Maths - Ordinary P2 Q11

CaoimH_in

Linear Programming.. can someone please explain how I go about this? only question im stuck on

Futurism

Is there a specific section/problem you have or just the whole thing?

Pala!

I also stuck on a part of this.

Just the first part, usually A.

Write down Three Inequalities that together define the shaded region.

I can't do that or find the equation if asked. Can someone explain that.

I can do (b) though.

CaoimH_in

Q1 (b) A small restaurant offers two set lunch menus each day: a fish menu and a meat menu.
The fish menu costs €12 to prepare and the meat menu costs €18 to prepare.
The total preparation costs must not exceed €720.
The restaurant can cater for at most 50 people each lunchtime.

(i) Taking x as the number of fish menus ordered and y as the number of meat menus
ordered, write down two inequalities in x and y and illustrate these on graph paper.

(ii) The price of a fish menu is €25 and the price of a meat menu is €30. How many
of each type would need to be ordered each day to maximise income?

(iii) Show that the maximum income does not give the maximum profit.

Q2

(a) (i) Does the point (18, −15) satisfy the inequality 3x + 5y +11 ≥ 0 ?
Justify your answer.

(ii) The equation of the line K is

x + 2y + 4 = 0.
Write down the inequality which defines

the shaded half-plane in the diagram.

Diagram here
http://www.examinations.ie/archive/exampapers/2008/LC003GLP200EV.pdf
on page 8.

Just go through it and add you reasoning like too

SCD

The trick is. When they ask you to show on the diagram what side it is. Dont use arrows. Shade it in. Because even if you're wrong you get full marks. It's because you could have either meant to include or not include that side

mink_man

just when you have the inequalitys thats define the shaded region, do you have to sub in, say, (0,0) to show which way its going even though its obvious which way its going!

errlloyd

A small restaurant offers two set lunch menus each day: a fish menu and a meat menu.
The fish menu costs €12 to prepare and the meat menu costs €18 to prepare.
The total preparation costs must not exceed €720.
The restaurant can cater for at most 50 people each lunchtime.

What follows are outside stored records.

PR #522, opened 2020-01-18
Simplify DbgEng interfaces

NextTurn:
Remove attributes implied by parameter modifiers.


NextTurn:
For the last commit: `IDebugEventContextCallbacks` APIs are not documented. If `uint ContextSize` is the size of the struct type then `[In] DEBUG_EVENT_CONTEXT* Context` could be changed to an `in` parameter.

leculver:
I'm not sure on `IDebugEventContextCallbacks`.  The rest of the changes look good to me, so I'm merging at this point.

weltkante:
It seems to be somewhat documented in the [header via comments](https://github.com/tpn/winsdk-10/blob/master/Debuggers/inc/dbgeng.h#L17383). According to the header annotations (`_In_reads_bytes_(ContextSize) PVOID Context`) the ContextSize should indeed be the size of the pointed-to data.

Ok so here is your question.

You need to define the limitations as such

So you can't spend more than 720, and you can make meals using 12 and 18, so make one x and one y...

18x + 12y </= 720
(cancel this down)
3x + 2y </= 20

The other limitation is the amount of people (each person eats one meal)

so that's simple

x + y </= 50

So your inequalities are

3x + 2y </= 20
x + y </= 50

To graph them simple put the x and y values equal to zero and take away the less than sign, just use and equal to.

So you would get x = 50 (when why is 0)

So put one end of your line at 50 on the y axis

then you get y = 50 (when x is 0)

So put the other end on the x axis at 50


Do the same (Albeit slightly more complex) thing for the other inequality.



Then get the point where the two lines cross (put the ineqaulties equal to each other)

Once you have that point get your 4 apexs (4 corners) of the quadrilateral and sub in the values of the meals.

So 50,0
0,50
0,0
(and lets say) 20,30


sub in the money made on each meal, and find out which apex is the most profitable.

And boom... Your done.

errlloyd

Oh sorry its a little more complex (very little) you're going to have to sub both the cost and the sell price, and do simple subtraction to get the part c. But its dead easy, once you get your head around it.

Btw for this

(a) (i)
Does the point (18, −15) satisfy the inequality 3x + 5y +11 ≥ 0 ?
Justify your answer.

Just sub the points into the inequaility so...

18(3) + 5(-15) + 11 ≥ 0
72 - 75 + 11 ≥ 0
8 ≥ 0

So its true, it does satisfy the inequality.